A close below the latter could signal additional weakness towards $252-$250.

RSI is back in a slight downtrend with support at 65-60. A close below the latter would be a bearish development signaling additional weakness.

Resistance is at 70 and the monthly high.

The Spider Gold Shares (GLD) has been in a nasty downtrend since mid-June and is trying to form a support base at $115.50-$115.

A close below the latter would be a continued bearish development for 52-week lows. The recent 1-year low tapped $115.12 earlier this month.

Friday’s high reached $116.24 with near-term resistance is at $116-$116.50 holding.

Continued closes above $117 would be a more bullish signal a possible bottom is in.

RSI is giving a neutral reading with resistance at 35-40.

Continued closes above the latter would be a slightly bullish signal. Support is at 30-25.

The percentage of S&P 500 stocks trading above the 50-day moving average closed Friday at 63.10% after opening at 71.84% and reaching a peak of 75.72%.

Upper resistance at 70%-75% from earlier this month held. Support is at 60% with a close below this level signaling additional weakness.

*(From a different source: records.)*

PR #3369, opened 2021-06-10
handle GRUP in wellState from target

totto82:
This seems to help significantly for some key models. 
The code for getting the well part of the group target is at least at a first glance ripe for refactoring. The similar logic is used 4 places. But since this fix is urgent, and the refactoring nontrivial, I suggest that happens another day. 

I have tested this on the norne family and on a proprietary model.

### DIFF
--- a/opm/simulators/wells/MultisegmentWell.hpp
+++ b/opm/simulators/wells/MultisegmentWell.hpp
@@ -118,6 +118,7 @@ namespace Opm
 
         /// updating the well state based the current control mode
         virtual void updateWellStateWithTarget(const Simulator& ebos_simulator,
+                                               const GroupState& group_state,
                                                WellState& well_state,
                                                DeferredLogger& deferred_logger) const override;
 
--- a/opm/simulators/wells/WellInterfaceFluidSystem.cpp
+++ b/opm/simulators/wells/WellInterfaceFluidSystem.cpp
@@ -25,13 +25,15 @@
 #include <opm/material/fluidsystems/BlackOilFluidSystem.hpp>
 
 #include <opm/parser/eclipse/EclipseState/Schedule/Well/WellTestState.hpp>
+#include <opm/parser/eclipse/EclipseState/Schedule/Schedule.hpp>
 
 #include <opm/simulators/utils/DeferredLogger.hpp>
 #include <opm/simulators/wells/RateConverter.hpp>
 #include <opm/simulators/wells/ParallelWellInfo.hpp>
 #include <opm/simulators/wells/WellGroupHelpers.hpp>
 #include <opm/simulators/wells/WellState.hpp>
-
+#include <opm/simulators/wells/GroupState.hpp>
+#include <opm/simulators/wells/TargetCalculator.hpp>
 #include <ebos/eclalternativeblackoilindices.hh>
 
 #include <cassert>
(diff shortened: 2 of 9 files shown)


totto82:
jenkins build this please

totto82:
benchmark please

ytelses:
Benchmark result overview: 




View result details @ https://www.ytelses.com/opm/?page=result&id=1232

totto82:
benchmark please

ytelses:
Benchmark result overview: 




| opm-git | OPM Benchmark: flow_mpi_extra - Threads: 1        | 0.993    |
| opm-git | OPM Benchmark: flow_mpi_extra - Threads: 8        | 0.99     |
| opm-git | OPM Benchmark: flow_mpi_norne - Threads: 1        | 1.014    |
| opm-git | OPM Benchmark: flow_mpi_norne - Threads: 8        | 1.02     |
| opm-git | OPM Benchmark: flow_mpi_norne_4c_msw - Threads: 1 | 0.762    |
| opm-git | OPM Benchmark: flow_mpi_norne_4c_msw - Threads: 8 | 0.772    |



View result details @ https://www.ytelses.com/opm/?page=result&id=1233

totto82:
jenkins build this please

opm/simulators/wells/WellInterfaceFluidSystem.cpp
```diff
@@ -916,6 +918,181 @@ flowPhaseToEbosPhaseIdx(const int phaseIdx) const
...
+    default:
+        // Should not be here.
+        assert(false);
+    }
+
+    auto currentGroupControl = group_state.injection_control(group.name(), injectionPhase);
+    if (currentGroupControl == Group::InjectionCMode::FLD ||
+        currentGroupControl == Group::InjectionCMode::NONE) {
+        if (!group.injectionGroupControlAvailable(injectionPhase)) {
+            return 1.0;
```
atgeirr, line 961: This, and also line 974, will give a target of 1 cubic meter per second, would it not be better to return an optional double, and set the target only if relevant? It looks like this may be taken from the production variant, which returns a scaling rather than a target (and a 1.0 scaling would be the same as doing nothing).

atgeirr (changes requested):
I think the logic is ok, I agree it should be refactored!

The 1.0 target should be fixed before merging.

opm/simulators/wells/MultisegmentWell.hpp
```diff
@@ -115,6 +115,7 @@ namespace Opm
 
         /// updating the well state based the current control mode
         void updateWellStateWithTarget(const Simulator& ebos_simulator,
```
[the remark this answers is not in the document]
totto82: Thanks for noticing See #3385

opm/simulators/wells/WellInterfaceFluidSystem.cpp
totto82: Good catch. It was a bit back-and-forth if the injector rates should be scaled or just set like we do now. Or will update as you suggest.

totto82:
jenkins build this please

totto82:
jenkins build this please

totto82:
jenkins build this please

totto82:
jenkins build this please

totto82:
jenkins build this please

totto82:
I have addressed the issues pointed out by @atgeirr  and fixed the critical test failures. The rest of the test failures are due to expected changes in the convergence and thus differences in the time-stepping. From my side this can be merged. I will created updated reference data later today if no objections.

totto82:

totto82:
jenkins build this opm-tests=564 please

joakim-hove:
OK - we seem to have a data race going - **you go first**!

totto82:
Ok, thanks.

The percentage of Nasdaq 100 stocks trading above the 200-day moving average closed at 66.99% on Friday. Resistance is at 67.50%-70%.

Continued closes above the latter would be a bullish signal for additional strength.

Support is at 65%-62.5% with a move below 60% being a slightly bearish development.

Existing Position Update

SKX remains stable in light of increased downside volatility in stocks.

AMZN declining in value.

I’m looking at several positions over the near term. Especially with earnings coming out better than expected and sentiment shrugging off trade war.